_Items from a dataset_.
__________

Issue #9376, opened 2022-03-25
WebSocket gateway path versioning


95gabor:
### Is there an existing issue that is already proposing this?

- [X] I have searched the existing issues

### Is your feature request related to a problem? Please describe it

Hi!

I have a [WebSocketGateway](https://docs.nestjs.com/websockets/gateways#gateways) and I use [API versioning](https://docs.nestjs.com/techniques/versioning). It would be great if I could use version parameters in the WebSocketGateway like in the Controller decorator.

### Describe the solution you'd like

```ts
@WebSocketGateway({
  path: '/ws',
  version: ['1'], // or '1', VERSION_NEUTRAL
})
```

then the generated endpoint would be `/v1/ws`

### Teachability, documentation, adoption, migration strategy

I think this would not be a breaking change and this would fit in the existing decorator concept.

### What is the motivation / use case for changing the behavior?

It developers want to use versioned WebSocket endpoint it would be useful.

meness:
A simple workaround is using different namespaces for versioning, for example `chat.v1`, `chat.v2`, etc.

```typescript
@WebSocketGateway(80, {
  namespace: 'chat.v1',
})
```

rzl:
i has a not good idea

`
require('express-ws')(app.getHttpAdapter().getInstance(), app.getHttpServer())
app.getHttpAdapter().getInstance().ws(xbbWebsocket._path, (ws, req, next) => { xbbWebsocket._handle(ws, req, next) })
`

kamilmysliwiec:
Let's track this here https://github.com/nestjs/nest/pull/10597

PR #10597, opened 2022-11-24
feat(websockets): add prefix option for api versioning

notusertelken:
## PR Checklist

## PR Type

- [ ] Bugfix
- [x] Feature
- [ ] Build related changes
- [ ] CI related changes

Websocket gateway options has only `path` and no 'prefix'

Issue Number: (https://github.com/nestjs/nest/issues/9376)

## What is the new behavior?
websocket gateway options now has `path` and `prefix` which get joined for the full path. this can be used for api versioning

- [ ] Yes
- [x] No

## Other information

### DIFF
--- a/packages/websockets/interfaces/gateway-metadata.interface.ts
+++ b/packages/websockets/interfaces/gateway-metadata.interface.ts
@@ -15,6 +15,11 @@ export interface GatewayMetadata {
    */
   path?: string;
   /**
+   * Api version acts as prefix to path
+   * @default undefined
+   */
+  prefix?: string;
+  /**
    * Whether to serve the client files
    * @default true
    */
--- a/packages/websockets/socket-server-provider.ts
+++ b/packages/websockets/socket-server-provider.ts
@@ -15,6 +15,7 @@ export class SocketServerProvider {
     options: T,
     port: number,
   ): ServerAndEventStreamsHost {
+    options = this.mergePathOptions(options) as T;
     const serverAndStreamsHost = this.socketsContainer.getOneByConfig({
       port,
       path: options.path,
@@ -35,6 +36,7 @@ export class SocketServerProvider {
     options: T,
     port: number,
   ): ServerAndEventStreamsHost {
+    options = this.mergePathOptions(options) as T;
     const adapter = this.applicationConfig.getIoAdapter();
     const { namespace, server, ...partialOptions } = options as Record<
       string,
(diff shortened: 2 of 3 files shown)


packages/websockets/socket-server-provider.ts
```diff
@@ -84,6 +91,13 @@ export class SocketServerProvider {
       server,
     });
   }
+  private mergePathOptions<TOptions extends GatewayMetadata = any>(
+    options: TOptions,
+  ) {
+    const { path = '', prefix = '', ...passthrough } = options;
+    console.log(options);
```
Tony133, line 98:
```suggestion
```
The `console.log()` should be removed

Tony133 (changes requested):

Tony133 (approved):

packages/websockets/interfaces/gateway-metadata.interface.ts
```diff
@@ -14,6 +14,11 @@ export interface GatewayMetadata {
    * @default "/socket.io"
    */
   path?: string;
+  /**
+   * Api version acts as prefix to path
+   * @default undefined
+   */
+  prefix?: string;
```
micalevisk, line 21: since we have prefix and versioning for `@Controller()`, I found _"using `prefix` for api version"_ a bit strange

Can't we avoid mention that specific use case? :thinking:

micalevisk: yep

packages/websockets/test/utils/socket-gateway.decorator.spec.ts
```diff
@@ -27,16 +27,21 @@ describe('@WebSocketGateway', () => {
     expect(port).to.be.eql(0);
   });
 
-  @WebSocketGateway({ namespace: '/' })
+  @WebSocketGateway({ namespace: '/', path: '/path', prefix: '/prefix' })
```
micalevisk, line 30: can we add another test solely to check if the prefix is being added, instead of replacing this one that has no prefix? so we will test both versions

kamilmysliwiec:
I'm doing some housekeeping and finally got around to this issue (2 years later nice)

WebSocket versioning could be useful if it were integrated with the app.enableVersioning feature, providing HTTP-like versioning support. However, if it's simply a prefix set in the decorator, that can already be achieved through manual path concatenation.

Thanks for your contribution anyway!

__________

_Work request_. Tell how many lines in the records above contain "class", giving the number and no other words.

_Response below_. 3